OpinionAntisemitism

Gaza and the long tradition of blood libels

The Gaza hospital lie is only the latest iteration of ancient incitement.

Some of the damage caused by an explosion at Al-Ahli Arab Hospital in Gaza City, Oct. 18, 2023. Photo by Atia Mohammed/Flash90.
Some of the damage caused by an explosion at Al-Ahli Arab Hospital in Gaza City, Oct. 18, 2023. Photo by Atia Mohammed/Flash90.
Lyn Julius
Lyn Julius is the author of "Uprooted: How 3,000 Years of Jewish Civilization in the Arab World Vanished Overnight" (Vallentine Mitchell, 2018).

When news broke of the bombing of the Al-Ahli hospital in Gaza, Western media and the Muslim world rushed to judgment. It was an Israeli airstrike, they said. It had to be. By the time the IDF announced the results of its investigation into the incident, which revealed that a misfired Palestinian Islamic Jihad rocket that fell in the hospital parking lot was to blame—later confirmed by numerous governments and intelligence services—it was too late. The “Arab street” was in an uproar.

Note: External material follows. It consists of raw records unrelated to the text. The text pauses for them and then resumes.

PR #2567, opened 2017-06-29
Deploy storybook builds to S3 bucket website

lmorchard:
Alright. So, this is kind of wonky, but it seems to work for now. The `deploy-storybook.sh` script does a little bit of hacky magic to get a snapshot of the `/static/` directory from a Test Pilot site build and pushes it up to a subdirectory of an S3 website. If all goes well with this PR's first commit, a Storybook build should appear here:

http://storybook.testpilot.dev.mozaws.net/b6a09bd227d601fb59648e62f6d66b6a2099406b/

The URL is per-commit, so this will change if the PR changes.

### DIFF
--- a/.gitignore
+++ b/.gitignore
@@ -20,6 +20,7 @@ build/
 dist/
 docs/_build
 frontend/build/
+frontend/storybook/
 media/
 node_modules/
 static/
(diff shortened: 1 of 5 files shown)


lmorchard:
One more tweak - added a bit to publish per-PR redirect pages. So, we can do this:

http://storybook.testpilot.dev.mozaws.net/pull/2567/

And that should redirect to the current commit for this PR

PR #2581, opened 2017-07-03
Ensure page content even without grad report

### LINKED ISSUE #2580: If there's no Grad Report at graduation, render normal content with a warning
Doesn't look like we're going to have grad reports quite ready for wednesday. Right now the whole left column of the page is blank. We should at least show the intro text with a notice that the grad report is coming soon.

johngruen:
Fixes #2580

### DIFF
--- a/frontend/src/app/containers/ExperimentPage.js
+++ b/frontend/src/app/containers/ExperimentPage.js
@@ -470,7 +470,36 @@ export class ExperimentDetail extends React.Component {
                 {graduated &&
                   <div className="details-description">
                     <section className="graduation-report">
-                      {parser(graduation_report || '')}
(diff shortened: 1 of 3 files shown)


johngruen:
#2580

ghost:
I don't think this is critical since we haven't pushed any notices out yet.  I think at this point we can just push the graduation reports and the notices and stuff all at once.  Our graudation alerts aren't very effective as-is anyway.

/cc @flodolo for new l10n

fzzzy:
@flodolo There are two new strings here.

flodolo:
> @flodolo There are two new strings here.

Can't spot anything wrong with them, thanks.

PR #2589, opened 2017-07-05
Add back python 3.6 for html reporting

b4handjr:
This was removed due to some circleci wonkiness but it is needed to correctly create an html report.

I will run this a few times to make sure it passes.


b4handjr:
Closing this.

The repercussions rippled as far as Dagestan, where Muslims attempted a pogrom against the passengers on a plane arriving from Tel Aviv.

Meanwhile, the Arab media stubbornly persists in claiming without evidence that Israel caused the hospital explosion. Not only that, but some deny that the Oct. 7 Hamas massacre ever took place or claim the Israelis inflicted it on themselves.

The hospital libel has a long pedigree. Blood libels date back in some form to the time of ancient Rome and emerged in full in 12th century England. It was a classic trope of Christian antisemitism, alleging that Jews murder children in order to use their blood to bake matzah. This monstrous lie in various forms led to violence against Jews well into the 20th century.

The blood libel was spread by Christians in the Muslim world. The 1840 Damascus Blood Libel was the first of dozens in the Ottoman Empire. After the French consul in Damascus joined Capuchin monks in accusing Jews of murdering a monk and his servant, many Jewish notables were arrested.

In the Arab and Muslim world today, a fabricated accusation is still enough to incite violence against Israel and Jews. Indeed, the power of the mob has always been a tool of the unscrupulous.

The Gaza hospital libel unleashed these mobs. For example, in Tunisia, the shrine of Rabbi Yossef HaMa’aravi, 30 kilometers from Gabès in the south, was torched. The tiny 1,500-member Jewish community—once 100,000 strong—fears for its future.

Over the centuries during which Jews lived in Muslim-majority countries, many acts of antisemitic violence originated with false accusations. A favorite pretext was connected to the Jewish use of alcohol. Charges that Jews defiled the Qur’an or Muslim holy sites, committed blasphemy or had supposed designs on the Al-Aqsa mosque have fueled anti-Jewish violence for decades—and still do today. The destruction of Jewish neighborhoods was often accompanied by looting, murder and rape.

Historically, the Jews had few rights and could not defend themselves against such false allegations. In the 19th century, Britain and France cast themselves as champions of defenseless minorities in the face of injustice. But these same colonial powers helped incite violence through a policy of “divide and rule” or were complicit in the violence by failing to protect vulnerable minorities. The forces of law and order were conspicuously absent until Jewish blood had been spilled.

Arab autocracies have long used the conflict with Zionism as a means to unite the masses and distract them from domestic failings. From the 1930s to the ‘50s and ‘60s, the power of the mob was directed against the Jews living in Muslim countries. These Jews became proxies for Israel. Often, the accusations descended into farce: A Jew smoking a cigarette could be accused of sending smoke signals to the “Zionists.”

In this age of instant information, how does one explain the persistence of such libels? It is clear that social media is a double-edged sword. It can be used to tell the truth but also to amplify lies.

People believe what they want to believe, even in the face of overwhelming empirical evidence. Telling the truth in the Arab world, however, has a political dimension. Whatever Arab leaders might think in private, correcting lies could endanger their survival.

The opinions and facts presented in this article are those of the author, and neither JNS nor its partners assume any responsibility for them.